Would you find each line in the entries below with the string "without" and copy it?

....

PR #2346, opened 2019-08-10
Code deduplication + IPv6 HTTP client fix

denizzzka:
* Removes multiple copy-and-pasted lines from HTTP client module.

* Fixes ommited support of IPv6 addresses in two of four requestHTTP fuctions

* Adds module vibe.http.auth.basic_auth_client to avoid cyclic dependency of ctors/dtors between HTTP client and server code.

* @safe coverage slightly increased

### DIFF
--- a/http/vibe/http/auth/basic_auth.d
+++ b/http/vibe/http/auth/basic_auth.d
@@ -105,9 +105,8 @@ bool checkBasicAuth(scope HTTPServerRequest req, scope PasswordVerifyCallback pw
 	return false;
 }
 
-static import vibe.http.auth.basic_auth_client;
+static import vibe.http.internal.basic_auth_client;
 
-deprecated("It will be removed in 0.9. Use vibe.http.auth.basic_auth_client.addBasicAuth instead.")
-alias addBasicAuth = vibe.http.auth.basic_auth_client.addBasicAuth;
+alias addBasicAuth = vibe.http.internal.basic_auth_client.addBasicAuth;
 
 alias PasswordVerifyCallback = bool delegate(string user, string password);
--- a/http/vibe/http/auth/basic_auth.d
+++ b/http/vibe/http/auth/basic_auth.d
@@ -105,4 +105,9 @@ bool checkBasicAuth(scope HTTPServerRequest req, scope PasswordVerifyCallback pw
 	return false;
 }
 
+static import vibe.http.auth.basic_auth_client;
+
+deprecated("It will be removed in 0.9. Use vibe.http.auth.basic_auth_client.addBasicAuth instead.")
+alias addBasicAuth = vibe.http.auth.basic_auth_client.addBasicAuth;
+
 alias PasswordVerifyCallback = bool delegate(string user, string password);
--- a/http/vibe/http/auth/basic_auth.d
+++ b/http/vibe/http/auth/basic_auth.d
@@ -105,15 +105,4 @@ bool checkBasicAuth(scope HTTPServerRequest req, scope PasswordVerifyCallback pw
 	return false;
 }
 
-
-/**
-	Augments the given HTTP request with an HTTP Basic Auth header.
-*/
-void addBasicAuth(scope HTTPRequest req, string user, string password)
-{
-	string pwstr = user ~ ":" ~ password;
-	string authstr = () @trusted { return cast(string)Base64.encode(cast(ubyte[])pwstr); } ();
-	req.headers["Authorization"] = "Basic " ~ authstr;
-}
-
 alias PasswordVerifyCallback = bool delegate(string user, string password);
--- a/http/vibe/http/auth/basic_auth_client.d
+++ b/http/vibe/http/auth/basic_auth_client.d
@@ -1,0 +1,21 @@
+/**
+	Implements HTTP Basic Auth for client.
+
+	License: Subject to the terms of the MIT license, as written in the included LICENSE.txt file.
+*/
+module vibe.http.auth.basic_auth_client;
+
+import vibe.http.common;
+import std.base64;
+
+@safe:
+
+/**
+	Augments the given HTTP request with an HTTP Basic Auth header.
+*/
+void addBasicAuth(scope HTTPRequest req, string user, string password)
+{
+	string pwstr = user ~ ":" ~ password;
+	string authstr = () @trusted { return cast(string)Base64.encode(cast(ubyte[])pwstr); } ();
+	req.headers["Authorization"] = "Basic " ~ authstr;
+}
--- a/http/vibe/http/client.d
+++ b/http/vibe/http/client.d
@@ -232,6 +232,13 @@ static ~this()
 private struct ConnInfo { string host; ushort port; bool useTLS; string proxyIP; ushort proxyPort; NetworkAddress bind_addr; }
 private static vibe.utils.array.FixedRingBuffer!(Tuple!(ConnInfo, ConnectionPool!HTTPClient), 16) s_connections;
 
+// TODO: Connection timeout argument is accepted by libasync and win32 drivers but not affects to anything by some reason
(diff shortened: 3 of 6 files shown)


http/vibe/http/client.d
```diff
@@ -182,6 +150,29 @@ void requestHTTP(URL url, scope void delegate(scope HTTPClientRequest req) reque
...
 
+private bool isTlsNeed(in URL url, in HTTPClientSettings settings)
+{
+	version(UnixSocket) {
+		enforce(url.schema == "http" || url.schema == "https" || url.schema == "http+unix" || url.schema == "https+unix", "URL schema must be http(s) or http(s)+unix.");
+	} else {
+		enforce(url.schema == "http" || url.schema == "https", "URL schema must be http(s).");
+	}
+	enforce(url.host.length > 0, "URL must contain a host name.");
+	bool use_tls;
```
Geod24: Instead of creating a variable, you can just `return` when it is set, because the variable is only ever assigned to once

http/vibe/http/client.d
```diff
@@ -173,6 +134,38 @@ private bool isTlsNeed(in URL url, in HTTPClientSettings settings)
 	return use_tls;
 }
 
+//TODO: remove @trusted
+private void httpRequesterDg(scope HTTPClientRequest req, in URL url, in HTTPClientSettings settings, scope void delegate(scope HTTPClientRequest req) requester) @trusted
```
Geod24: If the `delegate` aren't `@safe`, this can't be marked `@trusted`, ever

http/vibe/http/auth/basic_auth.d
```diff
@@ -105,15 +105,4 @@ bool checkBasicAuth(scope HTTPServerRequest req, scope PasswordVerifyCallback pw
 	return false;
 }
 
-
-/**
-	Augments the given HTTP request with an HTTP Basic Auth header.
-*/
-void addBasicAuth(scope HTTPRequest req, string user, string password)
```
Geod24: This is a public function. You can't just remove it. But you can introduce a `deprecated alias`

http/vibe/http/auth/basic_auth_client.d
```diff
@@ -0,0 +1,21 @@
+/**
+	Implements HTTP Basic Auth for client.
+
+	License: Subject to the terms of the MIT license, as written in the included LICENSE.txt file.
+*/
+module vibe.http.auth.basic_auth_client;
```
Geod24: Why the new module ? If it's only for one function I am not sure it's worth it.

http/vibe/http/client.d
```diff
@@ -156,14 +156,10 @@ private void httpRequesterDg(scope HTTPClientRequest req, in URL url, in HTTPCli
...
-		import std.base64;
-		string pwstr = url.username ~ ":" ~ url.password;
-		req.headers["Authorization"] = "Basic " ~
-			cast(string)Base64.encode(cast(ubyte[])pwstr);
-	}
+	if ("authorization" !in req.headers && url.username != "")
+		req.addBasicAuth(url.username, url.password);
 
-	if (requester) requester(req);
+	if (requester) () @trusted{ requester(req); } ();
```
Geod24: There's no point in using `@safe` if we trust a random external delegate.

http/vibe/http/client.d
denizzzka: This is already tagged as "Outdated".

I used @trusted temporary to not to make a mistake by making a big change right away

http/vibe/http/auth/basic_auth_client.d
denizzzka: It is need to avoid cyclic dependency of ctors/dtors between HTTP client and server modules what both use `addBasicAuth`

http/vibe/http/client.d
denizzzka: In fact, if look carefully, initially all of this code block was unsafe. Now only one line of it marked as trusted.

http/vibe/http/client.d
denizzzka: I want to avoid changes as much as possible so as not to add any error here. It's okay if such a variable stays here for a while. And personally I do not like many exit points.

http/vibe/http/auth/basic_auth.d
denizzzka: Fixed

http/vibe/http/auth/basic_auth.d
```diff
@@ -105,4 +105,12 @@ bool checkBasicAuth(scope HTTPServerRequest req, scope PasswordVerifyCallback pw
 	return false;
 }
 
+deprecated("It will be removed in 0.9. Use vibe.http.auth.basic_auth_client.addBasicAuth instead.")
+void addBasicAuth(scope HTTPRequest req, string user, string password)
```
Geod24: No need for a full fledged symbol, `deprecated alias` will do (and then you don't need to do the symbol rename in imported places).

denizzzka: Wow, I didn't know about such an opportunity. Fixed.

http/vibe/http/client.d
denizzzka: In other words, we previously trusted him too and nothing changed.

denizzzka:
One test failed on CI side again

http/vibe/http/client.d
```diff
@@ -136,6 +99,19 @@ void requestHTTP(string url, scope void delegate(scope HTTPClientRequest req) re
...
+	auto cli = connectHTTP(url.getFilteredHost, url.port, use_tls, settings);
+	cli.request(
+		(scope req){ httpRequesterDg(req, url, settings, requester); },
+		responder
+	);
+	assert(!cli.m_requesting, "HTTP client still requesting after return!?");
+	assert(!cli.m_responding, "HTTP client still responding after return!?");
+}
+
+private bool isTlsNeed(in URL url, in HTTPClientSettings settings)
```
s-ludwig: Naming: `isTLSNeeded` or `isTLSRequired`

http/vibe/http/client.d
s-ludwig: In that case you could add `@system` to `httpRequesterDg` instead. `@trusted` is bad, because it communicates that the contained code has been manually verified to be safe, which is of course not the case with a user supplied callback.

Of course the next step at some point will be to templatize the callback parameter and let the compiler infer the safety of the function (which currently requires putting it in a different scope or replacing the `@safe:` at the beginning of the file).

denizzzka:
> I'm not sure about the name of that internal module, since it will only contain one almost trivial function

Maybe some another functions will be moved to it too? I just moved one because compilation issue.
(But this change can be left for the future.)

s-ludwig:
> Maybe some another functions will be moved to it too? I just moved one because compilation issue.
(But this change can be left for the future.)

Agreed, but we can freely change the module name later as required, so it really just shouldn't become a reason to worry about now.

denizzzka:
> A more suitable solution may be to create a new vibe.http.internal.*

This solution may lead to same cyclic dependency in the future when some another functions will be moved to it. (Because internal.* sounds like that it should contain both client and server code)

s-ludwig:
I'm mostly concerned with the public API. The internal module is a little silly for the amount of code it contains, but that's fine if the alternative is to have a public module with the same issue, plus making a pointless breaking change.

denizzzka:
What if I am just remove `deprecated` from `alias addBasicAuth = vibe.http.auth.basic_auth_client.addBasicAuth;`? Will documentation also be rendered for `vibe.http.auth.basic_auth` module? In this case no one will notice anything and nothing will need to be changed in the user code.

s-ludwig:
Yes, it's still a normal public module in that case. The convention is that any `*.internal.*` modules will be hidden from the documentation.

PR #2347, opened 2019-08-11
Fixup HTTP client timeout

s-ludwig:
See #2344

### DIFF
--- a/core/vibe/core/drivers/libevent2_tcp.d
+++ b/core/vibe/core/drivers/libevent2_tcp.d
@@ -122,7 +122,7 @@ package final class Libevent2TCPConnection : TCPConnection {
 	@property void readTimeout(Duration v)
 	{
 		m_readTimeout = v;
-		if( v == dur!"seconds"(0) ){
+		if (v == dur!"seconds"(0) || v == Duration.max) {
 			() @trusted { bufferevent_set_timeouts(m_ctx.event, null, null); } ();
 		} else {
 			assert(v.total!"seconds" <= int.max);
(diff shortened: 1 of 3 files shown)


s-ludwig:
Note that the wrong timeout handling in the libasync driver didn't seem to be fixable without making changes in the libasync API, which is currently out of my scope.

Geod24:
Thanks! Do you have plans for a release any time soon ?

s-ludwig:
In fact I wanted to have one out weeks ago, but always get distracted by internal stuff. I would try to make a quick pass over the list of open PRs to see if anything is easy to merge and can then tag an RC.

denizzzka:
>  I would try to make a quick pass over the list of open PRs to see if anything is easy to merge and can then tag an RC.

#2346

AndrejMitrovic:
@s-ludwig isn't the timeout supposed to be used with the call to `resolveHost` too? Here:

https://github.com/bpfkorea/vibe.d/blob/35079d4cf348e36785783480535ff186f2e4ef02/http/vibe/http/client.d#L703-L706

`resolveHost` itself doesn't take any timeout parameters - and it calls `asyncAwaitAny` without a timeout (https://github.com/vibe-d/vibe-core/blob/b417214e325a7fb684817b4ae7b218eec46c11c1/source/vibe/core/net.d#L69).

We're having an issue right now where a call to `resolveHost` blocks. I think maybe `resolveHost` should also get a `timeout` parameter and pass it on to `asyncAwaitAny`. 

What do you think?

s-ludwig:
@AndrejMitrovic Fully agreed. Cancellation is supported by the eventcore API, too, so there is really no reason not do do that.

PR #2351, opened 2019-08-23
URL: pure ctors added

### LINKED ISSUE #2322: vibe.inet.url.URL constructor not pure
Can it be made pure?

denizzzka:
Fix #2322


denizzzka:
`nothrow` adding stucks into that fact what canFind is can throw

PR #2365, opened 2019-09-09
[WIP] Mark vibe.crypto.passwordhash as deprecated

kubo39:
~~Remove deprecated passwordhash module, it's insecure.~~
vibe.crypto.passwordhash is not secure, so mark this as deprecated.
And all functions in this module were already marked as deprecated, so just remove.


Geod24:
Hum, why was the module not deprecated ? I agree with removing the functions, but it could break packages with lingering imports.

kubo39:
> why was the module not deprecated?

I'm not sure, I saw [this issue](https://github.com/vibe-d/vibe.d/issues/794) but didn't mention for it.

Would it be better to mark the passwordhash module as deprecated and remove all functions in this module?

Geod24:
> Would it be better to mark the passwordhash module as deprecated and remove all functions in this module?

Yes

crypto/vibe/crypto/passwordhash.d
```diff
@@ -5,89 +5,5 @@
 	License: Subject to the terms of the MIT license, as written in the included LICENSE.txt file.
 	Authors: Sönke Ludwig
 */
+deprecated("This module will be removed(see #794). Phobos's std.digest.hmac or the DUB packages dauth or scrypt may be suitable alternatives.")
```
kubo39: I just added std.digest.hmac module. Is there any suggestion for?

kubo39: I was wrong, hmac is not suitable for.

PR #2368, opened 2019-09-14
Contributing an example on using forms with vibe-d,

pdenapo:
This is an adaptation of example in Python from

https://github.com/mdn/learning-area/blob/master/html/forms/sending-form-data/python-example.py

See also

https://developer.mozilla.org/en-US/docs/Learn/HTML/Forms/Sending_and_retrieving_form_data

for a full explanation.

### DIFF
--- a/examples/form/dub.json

....

▸ Answer below
Note that the wrong timeout handling in the libasync driver didn't seem to be fixable without making changes in the libasync API, which is currently out of my scope.
`resolveHost` itself doesn't take any timeout parameters - and it calls `asyncAwaitAny` without a timeout (https://github.com/vibe-d/vibe-core/blob/b417214e325a7fb684817b4ae7b218eec46c11c1/source/vibe/core/net.d#L69).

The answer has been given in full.